#### TASK TO CARRY OUT:
Beginning at the line that contains "This commit updates", return every remaining line of the data below exactly; return nothing before it.

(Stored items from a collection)
+--

PR #64, opened 2020-08-13
Merge scopes together when calling the event command

Alex7Li:
This commit updates the event command. The final parameter should include not just those parameters defined in the command, but also those defined by calling the command `measure('set, 'processorName', {paramsTo: 'persist'})`, and those defined in the constructor.

There are some issues with the set command that cause it not to work for now, explained here: https://docs.google.com/document/d/1BRUjcRSOG2cX1okcjbqsXlCM62wozotrvniEYjz736Q/edit#
It should work when data layer helper is updated (https://github.com/google/data-layer-helper/pull/59)

### DIFF
--- a/src/config/setup.js
+++ b/src/config/setup.js
@@ -30,9 +30,10 @@ function setupMeasure(dataLayer) {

+--

#### SOLUTION TO THIS PROBLEM:
This commit updates the event command. The final parameter should include not just those parameters defined in the command, but also those defined by calling the command `measure('set, 'processorName', {paramsTo: 'persist'})`, and those defined in the constructor.

There are some issues with the set command that cause it not to work for now, explained here: https://docs.google.com/document/d/1BRUjcRSOG2cX1okcjbqsXlCM62wozotrvniEYjz736Q/edit#
It should work when data layer helper is updated (https://github.com/google/data-layer-helper/pull/59)

### DIFF
--- a/src/config/setup.js
+++ b/src/config/setup.js
@@ -30,9 +30,10 @@ function setupMeasure(dataLayer) {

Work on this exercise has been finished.